[Start of Attachment]
PR #1463, opened 2024-01-04
Leverage type inference for generics

elsazac:
Use <> for type inference wherever applicable

### DIFF
--- a/bundles/org.eclipse.core.databinding.observable/src/org/eclipse/core/databinding/observable/value/DateAndTimeObservableValue.java
+++ b/bundles/org.eclipse.core.databinding.observable/src/org/eclipse/core/databinding/observable/value/DateAndTimeObservableValue.java
@@ -116,7 +116,7 @@ public class DateAndTimeObservableValue extends AbstractObservableValue<Date> {
 	}
 
 	// One calendar per thread to preserve thread-safety
-	private static final ThreadLocal<Calendar> calendar = new ThreadLocal<Calendar>() {
+	private static final ThreadLocal<Calendar> calendar = new ThreadLocal<>() {
 		@Override
 		protected Calendar initialValue() {
 			return Calendar.getInstance();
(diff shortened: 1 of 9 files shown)


bundles/org.eclipse.e4.ui.model.workbench/src/org/eclipse/e4/ui/model/application/ui/menu/util/MenuAdapterFactory.java
```diff
@@ -104,7 +104,7 @@ public boolean isFactoryForType(Object object) {
 	 * <!-- end-user-doc -->
 	 * @generated
 	 */
-	protected MenuSwitch<Adapter> modelSwitch = new MenuSwitch<Adapter>() {
+	protected MenuSwitch<Adapter> modelSwitch = new MenuSwitch<>() {
```
akurtakov: This is generated code so shouldn't be manually edited. @merks should there be some update in EMF itself or regeneration should help?

merks: The generator uses the configured cleanup actions which would make this change, but I it doesn't apply such an action if the generated file is unchanged by generation.  So better would be to do a manual cleanup of the entire project and then regenerate the model(s).

merks:
Please don't change generated files, i.e., files with ` * @generated` in the Javadoc.

I will apply the cleanup to projects with models in them and regenerate them to ensure they remain consistent.

merks:
FYI, I've done a general cleanup and regeneration via this PR:

https://github.com/eclipse-platform/eclipse.platform.ui/pull/1465

merks (changes requested):
Please remove the changes to generated files.  Those are handled by this PR:

https://github.com/eclipse-platform/eclipse.platform.ui/pull/1465

elsazac:
Thanks for the review @akurtakov @merks .
I reverted all the changes in `org.eclipse.e4.ui.model.workbench` bundle, assuming that's where all the generated code go ( I never knew they were generated code). Let me know if this is fine.

merks (approved):
It looks fine now.  Thanks.  😄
[End of Attachment]
■ **EXERCISE GOAL**
From the "calendar = new ThreadLocal<>()" line to the close of the listing, restate each line word for word.

■ **ANSWER BOX**
+	private static final ThreadLocal<Calendar> calendar = new ThreadLocal<>() {
 		@Override
 		protected Calendar initialValue() {
 			return Calendar.getInstance();
(diff shortened: 1 of 9 files shown)


bundles/org.eclipse.e4.ui.model.workbench/src/org/eclipse/e4/ui/model/application/ui/menu/util/MenuAdapterFactory.java
```diff
@@ -104,7 +104,7 @@ public boolean isFactoryForType(Object object) {
 	 * <!-- end-user-doc -->
 	 * @generated
 	 */
-	protected MenuSwitch<Adapter> modelSwitch = new MenuSwitch<Adapter>() {
+	protected MenuSwitch<Adapter> modelSwitch = new MenuSwitch<>() {
```
akurtakov: This is generated code so shouldn't be manually edited. @merks should there be some update in EMF itself or regeneration should help?

merks: The generator uses the configured cleanup actions which would make this change, but I it doesn't apply such an action if the generated file is unchanged by generation.  So better would be to do a manual cleanup of the entire project and then regenerate the model(s).

merks:
Please don't change generated files, i.e., files with ` * @generated` in the Javadoc.

I will apply the cleanup to projects with models in them and regenerate them to ensure they remain consistent.

merks:
FYI, I've done a general cleanup and regeneration via this PR:

https://github.com/eclipse-platform/eclipse.platform.ui/pull/1465

merks (changes requested):
Please remove the changes to generated files.  Those are handled by this PR:

https://github.com/eclipse-platform/eclipse.platform.ui/pull/1465

elsazac:
Thanks for the review @akurtakov @merks .
I reverted all the changes in `org.eclipse.e4.ui.model.workbench` bundle, assuming that's where all the generated code go ( I never knew they were generated code). Let me know if this is fine.

merks (approved):
It looks fine now.  Thanks.  😄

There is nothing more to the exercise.